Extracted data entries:
▬▬▬▬▬▬▬▬▬▬
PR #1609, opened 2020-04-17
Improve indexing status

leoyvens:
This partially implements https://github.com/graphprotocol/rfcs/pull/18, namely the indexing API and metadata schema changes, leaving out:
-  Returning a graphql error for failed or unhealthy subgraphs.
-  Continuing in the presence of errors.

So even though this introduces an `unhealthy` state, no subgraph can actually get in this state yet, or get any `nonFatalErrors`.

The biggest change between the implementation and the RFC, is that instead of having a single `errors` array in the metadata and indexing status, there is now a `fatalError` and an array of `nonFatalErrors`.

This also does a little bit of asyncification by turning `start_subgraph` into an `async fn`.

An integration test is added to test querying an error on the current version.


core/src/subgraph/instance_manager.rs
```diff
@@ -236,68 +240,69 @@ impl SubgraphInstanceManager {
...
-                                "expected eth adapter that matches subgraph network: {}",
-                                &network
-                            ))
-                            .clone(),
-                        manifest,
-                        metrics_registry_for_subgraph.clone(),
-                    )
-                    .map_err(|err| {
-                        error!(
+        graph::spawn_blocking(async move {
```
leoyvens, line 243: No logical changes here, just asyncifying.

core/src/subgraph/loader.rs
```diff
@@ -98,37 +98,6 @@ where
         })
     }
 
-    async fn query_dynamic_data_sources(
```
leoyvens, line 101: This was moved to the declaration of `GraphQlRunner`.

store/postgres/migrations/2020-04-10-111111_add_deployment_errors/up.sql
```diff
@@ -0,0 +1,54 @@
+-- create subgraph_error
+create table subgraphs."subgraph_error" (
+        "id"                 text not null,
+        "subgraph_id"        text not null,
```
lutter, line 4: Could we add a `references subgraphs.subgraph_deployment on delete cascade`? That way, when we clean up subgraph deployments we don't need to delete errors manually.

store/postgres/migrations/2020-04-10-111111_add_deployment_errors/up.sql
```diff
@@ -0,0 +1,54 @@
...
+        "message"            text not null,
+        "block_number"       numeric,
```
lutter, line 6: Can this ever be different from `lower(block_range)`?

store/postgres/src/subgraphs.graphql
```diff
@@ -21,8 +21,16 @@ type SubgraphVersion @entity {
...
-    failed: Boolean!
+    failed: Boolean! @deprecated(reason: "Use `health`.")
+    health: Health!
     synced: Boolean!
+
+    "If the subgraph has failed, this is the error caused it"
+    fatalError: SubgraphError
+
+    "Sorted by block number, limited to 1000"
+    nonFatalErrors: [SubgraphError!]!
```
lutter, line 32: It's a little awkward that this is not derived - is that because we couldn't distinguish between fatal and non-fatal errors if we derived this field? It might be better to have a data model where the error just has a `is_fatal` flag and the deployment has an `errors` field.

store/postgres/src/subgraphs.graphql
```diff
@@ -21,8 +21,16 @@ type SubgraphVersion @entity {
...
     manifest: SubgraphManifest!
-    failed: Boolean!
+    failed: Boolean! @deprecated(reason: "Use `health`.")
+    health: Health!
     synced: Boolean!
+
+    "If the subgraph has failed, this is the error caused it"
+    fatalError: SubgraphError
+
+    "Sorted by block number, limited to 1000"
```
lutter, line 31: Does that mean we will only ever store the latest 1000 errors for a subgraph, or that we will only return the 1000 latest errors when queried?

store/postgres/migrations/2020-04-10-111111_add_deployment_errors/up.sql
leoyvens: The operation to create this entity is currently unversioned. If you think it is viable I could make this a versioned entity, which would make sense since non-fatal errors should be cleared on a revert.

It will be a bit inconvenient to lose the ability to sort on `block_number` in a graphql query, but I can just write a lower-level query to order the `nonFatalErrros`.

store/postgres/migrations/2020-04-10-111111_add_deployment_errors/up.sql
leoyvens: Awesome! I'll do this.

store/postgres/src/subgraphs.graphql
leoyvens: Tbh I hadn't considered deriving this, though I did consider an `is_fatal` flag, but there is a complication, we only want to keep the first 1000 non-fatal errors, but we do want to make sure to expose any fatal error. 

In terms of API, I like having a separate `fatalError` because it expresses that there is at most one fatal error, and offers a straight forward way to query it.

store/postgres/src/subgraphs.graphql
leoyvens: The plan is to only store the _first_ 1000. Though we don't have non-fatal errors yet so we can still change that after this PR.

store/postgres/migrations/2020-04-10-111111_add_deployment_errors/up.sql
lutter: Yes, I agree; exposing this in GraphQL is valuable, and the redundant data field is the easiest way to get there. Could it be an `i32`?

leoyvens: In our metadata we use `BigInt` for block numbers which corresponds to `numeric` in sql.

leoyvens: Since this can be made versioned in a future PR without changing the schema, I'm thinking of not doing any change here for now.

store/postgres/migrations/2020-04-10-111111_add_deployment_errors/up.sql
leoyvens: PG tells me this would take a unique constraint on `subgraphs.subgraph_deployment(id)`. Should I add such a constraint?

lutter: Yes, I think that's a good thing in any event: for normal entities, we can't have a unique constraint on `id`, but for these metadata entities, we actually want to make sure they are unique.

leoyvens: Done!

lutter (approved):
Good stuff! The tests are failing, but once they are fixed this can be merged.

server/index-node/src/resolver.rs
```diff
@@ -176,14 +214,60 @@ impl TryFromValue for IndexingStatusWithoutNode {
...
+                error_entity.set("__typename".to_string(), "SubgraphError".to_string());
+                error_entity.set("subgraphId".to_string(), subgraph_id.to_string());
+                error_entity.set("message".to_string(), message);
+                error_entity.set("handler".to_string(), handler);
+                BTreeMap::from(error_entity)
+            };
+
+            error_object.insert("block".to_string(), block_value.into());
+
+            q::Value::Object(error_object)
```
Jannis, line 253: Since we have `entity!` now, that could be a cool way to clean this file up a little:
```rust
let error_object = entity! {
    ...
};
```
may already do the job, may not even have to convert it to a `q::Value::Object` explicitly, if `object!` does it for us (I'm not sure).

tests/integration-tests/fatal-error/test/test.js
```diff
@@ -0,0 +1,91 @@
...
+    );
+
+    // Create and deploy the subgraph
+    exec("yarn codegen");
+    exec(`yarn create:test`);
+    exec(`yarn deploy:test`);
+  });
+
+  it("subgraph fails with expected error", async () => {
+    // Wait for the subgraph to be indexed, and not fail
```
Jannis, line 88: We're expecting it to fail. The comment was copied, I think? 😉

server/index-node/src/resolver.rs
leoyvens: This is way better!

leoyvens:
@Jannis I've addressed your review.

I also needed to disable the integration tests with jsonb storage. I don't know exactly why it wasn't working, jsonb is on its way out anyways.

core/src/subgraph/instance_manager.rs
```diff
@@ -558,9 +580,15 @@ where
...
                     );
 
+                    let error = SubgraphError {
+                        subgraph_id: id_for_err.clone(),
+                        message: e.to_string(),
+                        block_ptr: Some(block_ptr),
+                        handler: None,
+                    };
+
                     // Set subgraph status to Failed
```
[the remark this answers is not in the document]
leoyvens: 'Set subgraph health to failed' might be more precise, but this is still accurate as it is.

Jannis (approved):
▬▬▬▬▬▬▬▬▬▬
WHAT TO PRODUCE: Write out every entry once more, precisely as it stands.

EXERCISE SOLUTION:
PR #1609, opened 2020-04-17
Improve indexing status

leoyvens:
This partially implements https://github.com/graphprotocol/rfcs/pull/18, namely the indexing API and metadata schema changes, leaving out:
-  Returning a graphql error for failed or unhealthy subgraphs.
-  Continuing in the presence of errors.

So even though this introduces an `unhealthy` state, no subgraph can actually get in this state yet, or get any `nonFatalErrors`.

The biggest change between the implementation and the RFC, is that instead of having a single `errors` array in the metadata and indexing status, there is now a `fatalError` and an array of `nonFatalErrors`.

This also does a little bit of asyncification by turning `start_subgraph` into an `async fn`.

An integration test is added to test querying an error on the current version.


core/src/subgraph/instance_manager.rs
```diff
@@ -236,68 +240,69 @@ impl SubgraphInstanceManager {
...
-                                "expected eth adapter that matches subgraph network: {}",
-                                &network
-                            ))
-                            .clone(),
-                        manifest,
-                        metrics_registry_for_subgraph.clone(),
-                    )
-                    .map_err(|err| {
-                        error!(
+        graph::spawn_blocking(async move {
```
leoyvens, line 243: No logical changes here, just asyncifying.

core/src/subgraph/loader.rs
```diff
@@ -98,37 +98,6 @@ where
         })
     }
 
-    async fn query_dynamic_data_sources(
```
leoyvens, line 101: This was moved to the declaration of `GraphQlRunner`.

store/postgres/migrations/2020-04-10-111111_add_deployment_errors/up.sql
```diff
@@ -0,0 +1,54 @@
+-- create subgraph_error
+create table subgraphs."subgraph_error" (
+        "id"                 text not null,
+        "subgraph_id"        text not null,
```
lutter, line 4: Could we add a `references subgraphs.subgraph_deployment on delete cascade`? That way, when we clean up subgraph deployments we don't need to delete errors manually.

store/postgres/migrations/2020-04-10-111111_add_deployment_errors/up.sql
```diff
@@ -0,0 +1,54 @@
...
+        "message"            text not null,
+        "block_number"       numeric,
```
lutter, line 6: Can this ever be different from `lower(block_range)`?

store/postgres/src/subgraphs.graphql
```diff
@@ -21,8 +21,16 @@ type SubgraphVersion @entity {
...
-    failed: Boolean!
+    failed: Boolean! @deprecated(reason: "Use `health`.")
+    health: Health!
     synced: Boolean!
+
+    "If the subgraph has failed, this is the error caused it"
+    fatalError: SubgraphError
+
+    "Sorted by block number, limited to 1000"
+    nonFatalErrors: [SubgraphError!]!
```
lutter, line 32: It's a little awkward that this is not derived - is that because we couldn't distinguish between fatal and non-fatal errors if we derived this field? It might be better to have a data model where the error just has a `is_fatal` flag and the deployment has an `errors` field.

store/postgres/src/subgraphs.graphql
```diff
@@ -21,8 +21,16 @@ type SubgraphVersion @entity {
...
     manifest: SubgraphManifest!
-    failed: Boolean!
+    failed: Boolean! @deprecated(reason: "Use `health`.")
+    health: Health!
     synced: Boolean!
+
+    "If the subgraph has failed, this is the error caused it"
+    fatalError: SubgraphError
+
+    "Sorted by block number, limited to 1000"
```
lutter, line 31: Does that mean we will only ever store the latest 1000 errors for a subgraph, or that we will only return the 1000 latest errors when queried?

store/postgres/migrations/2020-04-10-111111_add_deployment_errors/up.sql
leoyvens: The operation to create this entity is currently unversioned. If you think it is viable I could make this a versioned entity, which would make sense since non-fatal errors should be cleared on a revert.

It will be a bit inconvenient to lose the ability to sort on `block_number` in a graphql query, but I can just write a lower-level query to order the `nonFatalErrros`.

store/postgres/migrations/2020-04-10-111111_add_deployment_errors/up.sql
leoyvens: Awesome! I'll do this.

store/postgres/src/subgraphs.graphql
leoyvens: Tbh I hadn't considered deriving this, though I did consider an `is_fatal` flag, but there is a complication, we only want to keep the first 1000 non-fatal errors, but we do want to make sure to expose any fatal error. 

In terms of API, I like having a separate `fatalError` because it expresses that there is at most one fatal error, and offers a straight forward way to query it.

store/postgres/src/subgraphs.graphql
leoyvens: The plan is to only store the _first_ 1000. Though we don't have non-fatal errors yet so we can still change that after this PR.

store/postgres/migrations/2020-04-10-111111_add_deployment_errors/up.sql
lutter: Yes, I agree; exposing this in GraphQL is valuable, and the redundant data field is the easiest way to get there. Could it be an `i32`?

leoyvens: In our metadata we use `BigInt` for block numbers which corresponds to `numeric` in sql.

leoyvens: Since this can be made versioned in a future PR without changing the schema, I'm thinking of not doing any change here for now.

store/postgres/migrations/2020-04-10-111111_add_deployment_errors/up.sql
leoyvens: PG tells me this would take a unique constraint on `subgraphs.subgraph_deployment(id)`. Should I add such a constraint?

lutter: Yes, I think that's a good thing in any event: for normal entities, we can't have a unique constraint on `id`, but for these metadata entities, we actually want to make sure they are unique.

leoyvens: Done!

lutter (approved):
Good stuff! The tests are failing, but once they are fixed this can be merged.

server/index-node/src/resolver.rs
```diff
@@ -176,14 +214,60 @@ impl TryFromValue for IndexingStatusWithoutNode {
...
+                error_entity.set("__typename".to_string(), "SubgraphError".to_string());
+                error_entity.set("subgraphId".to_string(), subgraph_id.to_string());
+                error_entity.set("message".to_string(), message);
+                error_entity.set("handler".to_string(), handler);
+                BTreeMap::from(error_entity)
+            };
+
+            error_object.insert("block".to_string(), block_value.into());
+
+            q::Value::Object(error_object)
```
Jannis, line 253: Since we have `entity!` now, that could be a cool way to clean this file up a little:
```rust
let error_object = entity! {
    ...
};
```
may already do the job, may not even have to convert it to a `q::Value::Object` explicitly, if `object!` does it for us (I'm not sure).

tests/integration-tests/fatal-error/test/test.js
```diff
@@ -0,0 +1,91 @@
...
+    );
+
+    // Create and deploy the subgraph
+    exec("yarn codegen");
+    exec(`yarn create:test`);
+    exec(`yarn deploy:test`);
+  });
+
+  it("subgraph fails with expected error", async () => {
+    // Wait for the subgraph to be indexed, and not fail
```
Jannis, line 88: We're expecting it to fail. The comment was copied, I think? 😉

server/index-node/src/resolver.rs
leoyvens: This is way better!

leoyvens:
@Jannis I've addressed your review.

I also needed to disable the integration tests with jsonb storage. I don't know exactly why it wasn't working, jsonb is on its way out anyways.

core/src/subgraph/instance_manager.rs
```diff
@@ -558,9 +580,15 @@ where
...
                     );
 
+                    let error = SubgraphError {
+                        subgraph_id: id_for_err.clone(),
+                        message: e.to_string(),
+                        block_ptr: Some(block_ptr),
+                        handler: None,
+                    };
+
                     // Set subgraph status to Failed
```
[the remark this answers is not in the document]
leoyvens: 'Set subgraph health to failed' might be more precise, but this is still accurate as it is.

Jannis (approved):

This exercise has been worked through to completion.